> [Task]: Every line in the records below with the string "think" is to be copied out.

Stored data:
- - -
PR #566, opened 2021-03-23
Bump Gradle wrapper to 6.1

DPUkyle:
- This change does not require the consumer to use Gradle 6.1
 - Forthcoming opt-in features to improve metadata publishing will require Gradle 6.1 (#565)
 - Fixes to #561 require Gradle 5.4 or higher
 - Blocked by #567

PR #568, opened 2021-03-23
Initial support for ivy-publish and feature variants (capabilities)

DPUkyle:
- Additional test coverage for Ivy
 - Continue building with Gradle 5.2.1; requires reflection to access new API added in Gradle 5.3
 - New code block is a no-op unless the consuming project applies the `ivy-publish` plugin
 - Producing [feature variants](https://docs.gradle.org/current/userguide/feature_variants.html) correctly using `ivy-publish` requires Gradle 6.1. Plugin will throw if `ivy-publish` is in use and Gradle version is below 6.1.

--

~Depends on #566~

There's a lot of info to unpack here; I'm preparing a talk to share with the maintainers. And of course I'll squash and rebase before merging.


gradle-plugins/src/integTest/groovy/com/linkedin/pegasus/gradle/PegasusPluginIntegrationTest.groovy
```diff
@@ -22,7 +22,7 @@ class PegasusPluginIntegrationTest extends Specification {
         .withProjectDir(tempDir.root)
         .withPluginClasspath()
         .withArguments('mainDataTemplateJar')
-        .forwardOutput()
+        //.forwardOutput()
```
evanw555, line 25: Context?

gradle-plugins/src/integTest/groovy/com/linkedin/pegasus/gradle/publishing/PegasusPluginIvyPublishIntegrationTest.groovy
```diff
@@ -0,0 +1,340 @@
+package com.linkedin.pegasus.gradle.publishing
```
evanw555, line 1: All new source files should have a license at the top (just copy from any other Java file and update the date).

gradle-plugins/src/integTest/resources/ivy/modern/expectedChildIvyDescriptorContents.txt
```diff
@@ -0,0 +1,30 @@
+  <configurations>
+    <conf name="compile" visibility="public"/>
+    <conf name="dataTemplate" visibility="public" extends="mainGeneratedDataTemplateApiElements,mainGeneratedDataTemplateRuntimeElements"/>
```
evanw555, line 3: This only exposes `dataTemplate`, but not `dataModel`. I'm not sure if this is totally necessary, though. The Pegasus plugin resolves PDL schemas via a `FileCollection` which is basically just the target project's `dataModel` or `testDataModel` configuration. Most use cases add a dependency on external PDL schemas via `dataModel`, but consume the publication's `dataTemplate` configuration.... I think `dataModel` extends `dataTemplate`. Based on your knowledge, is there any risk here?

gradle-plugins/src/main/java/com/linkedin/pegasus/gradle/PegasusPlugin.java
```diff
@@ -2246,4 +2345,31 @@ private void checkGradleVersion(Project project)
           MIN_SUGGESTED_VERSION));
     }
   }
+
+  /**
+   * Reflection is necessary to obscure types introduced in Gradle 5.3
```
evanw555, line 2350: _General comment for the whole PR:_ Make sure to update the Changelog with whatever is relevant to consumers (e.g. compatibility concerns, new behavior).

gradle-plugins/src/integTest/groovy/com/linkedin/pegasus/gradle/PegasusPluginIntegrationTest.groovy
DPUkyle: Sorry, it's unrelated to this PR. GradleRunner#forwardOutput includes the stdout of the Gradle project being tested in the CI logs. Useful for debugging, but is unnecessarily verbose once things are working as expected. I can omit this line to keep this PR "pure", but this change is also so insignificant I'm not sure it deserves its own PR!

gradle-plugins/src/integTest/groovy/com/linkedin/pegasus/gradle/publishing/PegasusPluginIvyPublishIntegrationTest.groovy
DPUkyle: Even for tests? I'm fine with that, but we haven't been following that well based on existing classes in the `test` and `integTest` sourceSets.

gradle-plugins/src/integTest/resources/ivy/modern/expectedChildIvyDescriptorContents.txt
DPUkyle: tl;dr no risk, but IMO the legacy code exposing `dataModel` was incorrect.

Longer description:

Legacy Gradle was kind of simple, where consumers use the same configuration names to consume and publish dependencies - think of `runtime` and `compile`.

In modern Gradle, things get trickier. Consumers use the `implementation` configuration to specify a dependency, Gradle then internally uses the `compileClasspath` to consume it, and finally publishes a derived `compile` configuration.

My point of making this comparison is that `dataTemplate` and `dataModel` have a similar relationship. From my observations of existing behavior, yes `dataModel` is how consumers specify a set of data templates to consume. When the same project published its metadata, only publishing the `dataTemplate` configuration is necessary. In other words, `dataModel` is an internal implementation detail of a pegasus module, and concealing it from consumers by not enumerating `dataModel` in the Ivy descriptor is correct behavior. The legacy code exposing `dataModel` was incorrect.

gradle-plugins/src/main/java/com/linkedin/pegasus/gradle/PegasusPlugin.java
DPUkyle: Will do.

gradle-plugins/src/integTest/groovy/com/linkedin/pegasus/gradle/publishing/PegasusPluginIvyPublishIntegrationTest.groovy
evanw555: We add licenses for all Java tests, yes. If the license wasn't added to the other Gradle integ tests, I'd say this was a mistake. I agree that the necessity of this could be re-evaluated, but for now keeping consistency is preferable.

gradle-plugins/src/integTest/groovy/com/linkedin/pegasus/gradle/PegasusPluginIntegrationTest.groovy
evanw555: Yeah, it's no big deal. I personally like to leave comments about something like this, because it could be ambiguous to someone way down the road as to whether this was intentional or a mistake.

gradle-plugins/src/main/java/com/linkedin/pegasus/gradle/PegasusPlugin.java
```diff
@@ -1840,6 +1911,34 @@ protected GenerateDataTemplateTask configureDataTemplateGeneration(Project proje
     return generateDataTemplatesTask;
   }
 
+  private String mapSourceSetToFeatureName(SourceSet sourceSet) {
+    String featureName = "";
+    switch (sourceSet.getName()) {
```
evanw555, line 1916: This appears to be tech debt, since we have to maintain static mappings from what the "natural" configuration names are to what we expect them to be.
1. Is my understanding correct?
2. If so, would there be a benefit in getting users to migrate their usage (e.g. from `restClient` to `mainGeneratedRest`)? Ignoring the cost of migration, of course... I want to understanding if this is "hacky" or totally acceptable in the Gradle world.

gradle-plugins/src/main/java/com/linkedin/pegasus/gradle/PegasusPlugin.java
```diff
@@ -1825,6 +1834,68 @@ protected GenerateDataTemplateTask configureDataTemplateGeneration(Project proje
     // FIXME change to #getArchiveFile(); breaks backwards-compatibility before 5.1
     project.getDependencies().add(compileConfigName, project.files(dataTemplateJarTask.getArchivePath()));
 
+    project.getPlugins().withType(IvyPublishPlugin.class, ivyPublish -> {
```
evanw555, line 1837: You already have a lot of documentation which is good, but it would be a good idea IMO to leave a comment here to describe at a high level what this closure is for. The plugin is already hard enough for us to understand, we need all the documentation we can get.

gradle-plugins/src/integTest/groovy/com/linkedin/pegasus/gradle/PegasusPluginIntegrationTest.groovy
DPUkyle: Changing this line isn't worth the trouble; reverting.

gradle-plugins/src/main/java/com/linkedin/pegasus/gradle/PegasusPlugin.java
DPUkyle: Sure, I'll add extra docs.

gradle-plugins/src/main/java/com/linkedin/pegasus/gradle/PegasusPlugin.java
DPUkyle: This... is hard to explain. The extra complexity is related to the legacy dataModel/dataTemplate/dataTemplate configurations and preserving compatibility.

The first step is to please read and understand Gradle's concept of a "feature variant". This [doc](https://docs.gradle.org/6.1/userguide/feature_variants.html) is crucial. The pegasus data-template jar is a perfect example of a feature variant. In my own words, it's an "alternate" artifact addressable at the same coordinates as the "primary" artifact, and having a parallel set of its own dependencies.

Now, when registering a "feature variant" Gradle generates its own configurations which can represent the same concepts as dataModel/dataTemplate. The key difference is that these are derived from the sourceSet containing the "feature", whereas legacy pegasus does much extra work to associate the `mainGeneratedDataTemplate` sourceset to `dataTemplate` and `dataModel` configurations.

When doing it the Gradle way, a sourceset called `mainGeneratedDataTemplate` will spawn configurations named `mainGeneratedDataTemplateApiElements` and `mainGeneratedDataTemplateRuntimeElements`.In theory, these are what consumers should be modifying instead

Long-term, my design recommendation is to rename the `mainGeneratedDataTemplate` SourceSet to simply `dataTemplate`. This will spawn `dataTemplateApi` and `dataTemplateImplementation` configurations to the project applying the pegasus plugin, and consumers can decide how they want to manipulate the dependencies.

evanw555: Got it, thanks for the explanation. I should document this somewhere 😃

evanw555 (approved):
- - -
> [Completed task]:
evanw555, line 3: This only exposes `dataTemplate`, but not `dataModel`. I'm not sure if this is totally necessary, though. The Pegasus plugin resolves PDL schemas via a `FileCollection` which is basically just the target project's `dataModel` or `testDataModel` configuration. Most use cases add a dependency on external PDL schemas via `dataModel`, but consume the publication's `dataTemplate` configuration.... I think `dataModel` extends `dataTemplate`. Based on your knowledge, is there any risk here?
Legacy Gradle was kind of simple, where consumers use the same configuration names to consume and publish dependencies - think of `runtime` and `compile`.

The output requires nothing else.